# Back-tension releases



## archerykid13 (Aug 11, 2009)

No such thing as best. But some good ones are: Tru ball HT, BT Gold, Carter Only, Scott Black Hole, Whalens Hooker. Theres some other ones that escape me but you really can't make a bad choice. Finger number is personal preference. Shoot whats most comfortable to you.


----------



## Sighting In (Feb 5, 2009)

For the last few months, I've been on a crusade against the term "back-tension release." There is no such thing. You can shoot any release WITH back tension (the style of shooting), and you can punch off any so-called "back-tension" releases. I think you are referring to a "hinge" release (is this the one you shot? http://www.truball.com/SweetSpot.html). A hinge works by it rotating past a certain point, allowing the hook to fall off the cam/half moon. This is not to be confused by a "resistance-activated" release like the Evolution, where you just apply pressure backward and it goes off. These two styles are designed specifically to work off of back tension, but they are not the magic cure to suddenly make you shoot properly. These are easier to learn on, but you still have to do it the right way. 

Okay, my rant's done. To answer your original questions. Yes, I shoot a hinge release. I've been shooting the HT for quite a few years now and I love it now as much as the day I picked it up. There is also no such thing as a best one. Some have features that others do not which can make it more or less easier to use. For example, there are only a handful of them out there that have a micro adjust feature, the HT being one of them. Does that mean the rest are junk? No. It's just easier to set up than others. To me, the most important feature is the handle itself; how comfortable is it in your hands? Does it feel natural to you? Does it feel like its just part of your hand? If not, you have the wrong one. You are only going to shoot it comfortably if it feels good in your hand. Everything else comes second when buying one. 

As far as 3 v 4 fingers. I like 3. I think 4 gives you way too much control and leverage, so it will be easier to punch off and less forgiving. That being said, some people shoot amazing with 4 fingers.

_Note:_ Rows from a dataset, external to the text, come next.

PR #2776, opened 2017-11-14
Add access_duration on Admin > Compliance > Violations with 'Register…

### LINKED ISSUE #1333: Set access duration action for violation
Right now when we register a node using a violation, it gets registered for life.

We should add the ability to set an unreg date or access duration

satkunas:
… node' (autoreg)

Add unregdate on node registration to support Registered node access duration.

# Description
Allow packetfence to assign an access duration when a node is automatically registered through a violation.

# Issue
* Fixes #1333

# Delete branch after merge
YES


lib/pf/action.pm
```diff
@@ -353,15 +355,15 @@ sub action_reevaluate_access {
 sub action_autoregister {
     my ($mac, $vid) = @_;
     my $logger = get_logger();
-
+    my $unregdate = access_duration($pf::violation_config::Violation_Config{$vid}{access_duration});
```
julsemaan, line 358: What if its not defined ? Is it still making it registered for life ?

html/pfappserver/lib/pfappserver/Form/Violation.pm
```diff
@@ -320,6 +337,34 @@ sub options_template {
...
 }
 
+=head2 options_durations
+
+Populate the access duration select field with the available values defined
+in the pf.conf configuration file.
+
+=cut
+
+sub options_durations {
```
julsemaan: Instead of copy/pasting the subroutine, it would be better to reuse the existing one in the other form or create a util function called by both forms

extrafu:
@satkunas Please review.

satkunas:
Conflicts resolved

lib/pf/action.pm
jrouzierinverse: The question is do we allow this behavior or not.
@julsemaan

html/pfappserver/lib/pfappserver/Form/Violation.pm
```diff
@@ -12,13 +12,17 @@ Form definition to create or update a violation.
...
 use HTTP::Status qw(:constants is_success);
-
+use List::MoreUtils qw(uniq);
+use pf::config qw(%Config);
+use pf::web::util;
+use pf::admin_roles;
 use pf::action;
 use pf::log;
 use pf::constants::violation qw($MAX_VID %NON_WHITELISTABLE_ROLES);
+use pfappserver::Base::Form::Authentication::Action qw(options_durations);
```
jrouzierinverse: Remove this please.

jrouzierinverse (changes requested):

extrafu:
@satkunas Please review and proceed with the changes.

extrafu:
@jrouzierinverse Merge if alright.

jrouzierinverse (approved):

PR #2787, opened 2017-11-20
Use $db var for expansion on the db_fingerbank configuration name

### LINKED ISSUE #2665: Configurator: when using a different DB name, the fingerbank.conf mysql section isn't updated
Basically, if you call your DB pf_dinde in the configurator, it will setup the user rights for pf_dinde_fingerbank but fingerbank.conf is still using pf_fingerbank so we should update the fingerbank.conf so it points to the right DB

satkunas:
# Description
Removes static fingerbank database name, adds dynamic $db var expansion

# Impacts
n/a

# Issue
Fixes #2665

# Delete branch after merge
YES

## Bug Fixes
* Configurator: when using a different DB name, the fingerbank.conf mysql section isn't updated (#2665)


extrafu:
@TomInverse Please review and merge.

PR #7084, opened 2022-08-08
use 100.64.0.1:0 instead of 0.0.0.0:0 so the containers can communicate with each other

### LINKED ISSUE #7083: Portal Preview is not working.
**Describe the bug**
After installing Packetfence and setting the management interface to serve the portal I am unable to preview the portal.

I get the following response.
```json { "status":503, "message":"No server is available to handle this request" } ```

jrouzierinverse:
# Description
Fixes the portal preview

# Issue
fixes #7083

# Delete branch after merge
YES


fdurand:
Tested and works on my setup. Let´s merge

PR #7085, opened 2022-08-09
Show the PSK is the status page

fdurand:
# Description
Added the way to present the dpsk in the status page

# Impacts
Status page

# Delete branch after merge
YES

# Checklist
- [ ] Document the feature
- [ ] Add unit tests

# NEWS file entries

## Enhancements
* Present the dpsk if enabled on the status page

### DIFF
--- a/html/captive-portal/lib/captiveportal/PacketFence/Controller/Status.pm
+++ b/html/captive-portal/lib/captiveportal/PacketFence/Controller/Status.pm
@@ -4,6 +4,7 @@ use namespace::autoclean;
 use pf::util;
 use pf::constants;
 use pf::config;
+use pf::config qw(%ConfigSelfService);
 use pf::node;
 use pf::person;
 use pf::web;
@@ -31,8 +32,18 @@ sub auto :Private {
     $c->session->{release_bypass} = $TRUE;
     $c->stash->{isDeviceRegEnable} = $c->forward(DeviceRegistration => "isDeviceRegEnabled");
     $c->stash->{stripeCustomerPortalEnabled} = $c->profile->stripeCustomerPortalEnabled;
+    $c->stash->{dynamicPreSharedKeyEnabled} = is_dpsk_enabled($c->profile);
     $c->forward('setupCurrentNodeInfo');
     return 1;
+}
+
+sub is_dpsk_enabled {
+    my ( $profile ) = @_;
+
+    if (exists $profile->{'_self_service'} && isenabled($ConfigSelfService{$profile->{'_self_service'}}{'dynamic_pre_shared_key'}) ) {
+        return $TRUE;
+    }
+    return $FALSE;
 }
 
 =head2 index
@@ -96,6 +107,18 @@ sub userIsAuthenticated : Private {
     $c->stash(
         nodes    => \@nodes,
     );
+    if (is_dpsk_enabled($c->profile)) {
+        my @provisioners = $c->profile->provisionerObjects();
+        unless(@provisioners){
+            return;
+        }
+
+        foreach my $provisioner (@provisioners) {
+            next unless $provisioner->isa("pf::provisioner::dpsk");
+            my $dpsk = $provisioner->generate_dpsk($pid);
+            $c->stash( psk => $dpsk);
+        }
+    }
 }
 
 sub setupCurrentNodeInfo : Private {
--- a/html/captive-portal/lib/captiveportal/PacketFence/Controller/Status.pm
+++ b/html/captive-portal/lib/captiveportal/PacketFence/Controller/Status.pm
@@ -109,9 +109,6 @@ sub userIsAuthenticated : Private {
     );
     if (is_dpsk_enabled($c->profile)) {
         my @provisioners = $c->profile->provisionerObjects();
-        unless(@provisioners){
-            return;
-        }
 
         foreach my $provisioner (@provisioners) {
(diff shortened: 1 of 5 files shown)


html/pfappserver/root/src/views/Configuration/selfServices/_components/TheForm.vue
```diff
@@ -38,6 +38,12 @@
           :text="$i18n.t('List of OS which will be allowed to be register via the self service portal.')"
         />
       </base-form-tab>
+      <base-form-tab :title="$i18n.t('Dynamic Pre Shared Key')">
+        <form-group-dynamic-pre-shared-key namespace="dynamic_pre_shared_key"
+          :column-label="$i18n.t('Show the user pre shared key')"
+          :text="$i18n.t('Enable the view of the pre shared key of the user in the status page.')"
```
julsemaan:
```suggestion
          :text="$i18n.t('Will display the WPA pre-shared key on the status page when a DPSK provisioner is configured.')"
```

html/captive-portal/templates/status.html
```diff
@@ -156,6 +156,16 @@ <h2>[% i18n("Your registered devices") %]</h2>
 </div>
 [%- END %]
 
+[% IF psk.defined %]
+<div class="u-padding">
+  <div class="o-media o-media--notice u-padding u-margin-bottom">
+    <div class="o-media__img">[% flashIcon(level='notice', size='tiny') %]</div>
+    <p class="o-media__body">[% i18n("Your psk key: ") %] [% psk %]</p>
```
julsemaan:
```suggestion
    <p class="o-media__body">[% i18n("Your WPA Wi-Fi key: ") %] [% psk %]</p>
```

html/captive-portal/lib/captiveportal/PacketFence/Controller/Status.pm
```diff
@@ -96,6 +107,18 @@ sub userIsAuthenticated : Private {
...
     );
+    if (is_dpsk_enabled($c->profile)) {
+        my @provisioners = $c->profile->provisionerObjects();
+        unless(@provisioners){
+            return;
+        }
+
+        foreach my $provisioner (@provisioners) {
+            next unless $provisioner->isa("pf::provisioner::dpsk");
+            my $dpsk = $provisioner->generate_dpsk($pid);
```
julsemaan, line 115: If there is more than one, it's going to generate it each time but only one item is in the stash after.
Will it behave correctly if more than one DPSK provisioner is setup on the connection profile?

html/pfappserver/lib/pfappserver/Form/Config/SelfService.pm
```diff
@@ -81,6 +81,15 @@ has_field 'device_registration_allowed_devices' =>
    fingerbank_model => "fingerbank::Model::Device",
   );
 
+has_field 'dynamic_pre_shared_key',
+  (
+   type => 'Toggle',
+   label => 'Enable PSK',
```
julsemaan: Remove the label from here since it has no effect

html/pfappserver/root/src/views/Configuration/selfServices/_components/TheForm.vue
```diff
@@ -38,6 +38,12 @@
           :text="$i18n.t('List of OS which will be allowed to be register via the self service portal.')"
         />
       </base-form-tab>
+      <base-form-tab :title="$i18n.t('Dynamic Pre Shared Key')">
+        <form-group-dynamic-pre-shared-key namespace="dynamic_pre_shared_key"
+          :column-label="$i18n.t('Show the user pre shared key')"
```
julsemaan:
```suggestion
          :column-label="$i18n.t('Show the user WPA pre-shared key')"
```

html/pfappserver/root/src/views/Configuration/selfServices/_components/TheForm.vue
```diff
@@ -38,6 +38,12 @@
           :text="$i18n.t('List of OS which will be allowed to be register via the self service portal.')"
         />
       </base-form-tab>
+      <base-form-tab :title="$i18n.t('Dynamic Pre Shared Key')">
```
julsemaan:
```suggestion
      <base-form-tab :title="$i18n.t('DPSK')">
```

(To stay consistent with all the other places we display it like the connection profile)

html/captive-portal/lib/captiveportal/PacketFence/Controller/Status.pm
```diff
@@ -96,6 +107,18 @@ sub userIsAuthenticated : Private {
     $c->stash(
         nodes    => \@nodes,
     );
+    if (is_dpsk_enabled($c->profile)) {
+        my @provisioners = $c->profile->provisionerObjects();
+        unless(@provisioners){
```
julsemaan: I don't think this is necessary since the foreach will just loop through an empty array without it

html/captive-portal/lib/captiveportal/PacketFence/Controller/Status.pm
fdurand: In fact the better option is probably to put the dpsk in the stack if the dpsk exist in the person field.
If psk doesnt exist for the specific user then put an empty dpsk in the stash.

satkunas (approved):

PR #7087, opened 2022-08-09
Add better error handling for _deauthOnPrevious

### LINKED ISSUE #6985: captive portal redirect page return Caught exception in captiveportal::Controller::Root->dynamic_application "Can't use string ("0") as a HASH ref while "strict refs" in use at /usr/local/pf/lib/pf/enforcement.pm line 206
I'm running packetfence 11.2 on debian 11- standalone server. I've update to the latest release using the script.

**the captivePortal redirection page do not work and show the error*

Caught exception in captiveportal::Controller::Root->dynamic_application "Can't use string ("0") as a HASH ref while "strict refs" in use at /usr/local/pf/lib/pf/enforcement.pm line 206

I think there is a missing or wrong value but I don't  was able to recognize
Cattura

jrouzierinverse:
# Description
Better error handling when performing a deauth on the previous switch.

# Impacts
enforcement

# Issue
fixes #6985

# Delete branch after merge
YES

# Checklist
- [ ] Document the feature
- [ ] Add unit tests

# NEWS file entries
## Bug Fixes
* Better error handling when performing a deauth on the previous switch. (#6985)

### DIFF
--- a/lib/pf/enforcement.pm
+++ b/lib/pf/enforcement.pm
@@ -173,12 +173,15 @@ sub _vlan_reevaluation {
 
     if (isenabled($switch->{_deauthOnPrevious})) {
         $locationlog_entry = locationlog_last_entry_previous_switch($mac,$switch);
-        if ($locationlog_entry) {
-            $switch = pf::SwitchFactory->instantiate( { switch_mac => $locationlog_entry->{'switch_mac'}, switch_ip => $locationlog_entry->{'switch_ip'} } );
-            if ( !$switch ) {
-                $logger->error("Can't instantiate switch (".$locationlog_entry->{'switch_ip'}.")! Check your configuration!");
-                return $FALSE;
-            }
+        if (!$locationlog_entry) {
+            $logger->warn("previous location log entry not found for and $mac $switch->{_id}");
+            return $FALSE;
+        }
+
+        $switch = pf::SwitchFactory->instantiate( { switch_mac => $locationlog_entry->{'switch_mac'}, switch_ip => $locationlog_entry->{'switch_ip'} } );
+        if ( !$switch ) {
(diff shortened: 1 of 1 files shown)


lib/pf/enforcement.pm
```diff
@@ -173,7 +173,13 @@ sub _vlan_reevaluation {
 
     if (isenabled($switch->{_deauthOnPrevious})) {
         $locationlog_entry = locationlog_last_entry_previous_switch($mac,$switch);
-        $switch = pf::SwitchFactory->instantiate( { switch_mac => $locationlog_entry->{'switch_mac'}, switch_ip => $locationlog_entry->{'switch_ip'} } );
+        if ($locationlog_entry) {
```
julsemaan: We should have a warning that no location entry was found and that the deauth will not happen

jrouzierinverse: Do we also skip the deauth on the current switch?

julsemaan: I think @fdurand will answer better than me but I'd say we don't deauth on the current switch if it's configured to be the previous one and there isn't a way to do it. Otherwise it doesn't respect the behavior that is configured.

jrouzierinverse: Is a warning needed? Since that scenario can happen in a normal workflow I can see how it would be useful to know if it happened.

fdurand: Yes the goal of that is to be able to deauth on the previous equipment. Like you have 2 equipments and the only way to reevaluate the acces is to do the deauth on the n-1 then do it if possible , otherwise do nothing and log a warning.

jrouzierinverse: Ok done please review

It goes back to what you like best.


----------



## AngelRa (Nov 15, 2010)

I shoot back tension (hinge) most of the time, I think they are excellent training aids, but they never give me better scores than straps (index trigger) or thumb releases.


----------



## N7709K (Dec 17, 2008)

bt is a style, as adam said.. but its basically only shootable on handheld releases like hinges, thumbs, etc. 

as far as whats good.. well there are several basic differences. first is the angle to the handle and the number of fingers. the more swept back the handle the faster it will fire when set at the same starting angle and same speed as one with a straighter handle. 4 finger releases will be easier to shoot than 3's and 3's will be easier than 2's... the more fingers the more leverage you have and the easier to punch/cheat.

next the more rounded the the handle the easier it is to fire, if the finger grooves are flat the release will slow on bad shots.. this is good and bad. scotts are more rounded, smoother shots, feel a tad better in the hand, but they will shoot shots my truballs will not. my bt gold hangs up when the pressure is wrong and will not fire.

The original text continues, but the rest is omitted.